City Hall plans to buy all of Syracuse’s streetlights. That will save about $2 million every year, so it’s a no-brainer for a city government staring down bankruptcy. But City Hall will get more than just savings—it will also get control of a network of electrical outlets and poles that stretches across the entire City. City Hall can use this new resource to install a smart city technology called ‘signal priority’ that will improve Centro’s bus service.
Signal priority lets a traffic light know when a bus is coming. Then, the traffic light can respond to that real-time information by making a minor adjustment to its cycle—staying green a few seconds longer, say, so that the bus can make it through the intersection—so that buses spend less time stuck at red lights.

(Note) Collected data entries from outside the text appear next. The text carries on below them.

PR #10943, opened 2024-09-25
Test stdlib usage on ci

madebr:
Make sure we're not using libc functions, unless there's an override.


src/camera/pipewire/SDL_camera_pipewire.c
```diff
@@ -339,15 +339,15 @@ static void param_update(struct spa_list *param_list, struct spa_list *pending_l
                 p->seq != SPA_PARAMS_INFO_SEQ(params[i]) &&
                 p->param != NULL) {
                     spa_list_remove(&p->link);
-                    free(p);
+                    SDL_free(p); // This should NOT be SDL_free()
```
sezero, line 342: Huh ?

madebr: Oops, I played with this line to check my py changes.
This should remain `free`.

madebr: Fixes. Thanks for double checking me :)

slouken (approved):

This means a bus can get across town faster. Minneapolis started using signal priority, and its buses increased their average speed by 4-15%. In Portland, Seattle, and Los Angeles the buses got 8-10% faster. That allows riders to spend less time sitting on the bus and more time doing whatever it is they’re on their way to do.
Faster buses are also more frequent buses. Take the 168 bus. Its first run leaves Shoppingtown at 6:02 am and arrives at the Hub at 6:35 am before continuing on as the 364 bus. That’s a 33 minute trip, but with signal priority it might only take 30 minutes. Then, that same bus and driver can leave the Hub three minutes earlier to start the 364 run. If that run is 10% faster too, then the driver can turn around and come back to the Hub even earlier to start a new 168 run.
All that saved time means that the driver and bus are free to make more runs in a single shift. Since the biggest cost of any run is the driver’s pay, that means Centro can run more buses without spending hardly any extra money.
This isn’t to say that Centro should have to pay for all of its service improvements by scrimping and saving the money it’s already got. It—and every other public transportation authority in New York State—needs better dedicated funding in order to offer people the freedom to live without a car, to reduce our dependence on fossil fuels, and to build stronger communities.
But that’s up to New York State and the federal government. Transit signal priority is something that City Hall can do on its own to improve life in Syracuse now. It’s an innovative use of this new municipal resource, and it should be one of the very first acts that this new smart city takes.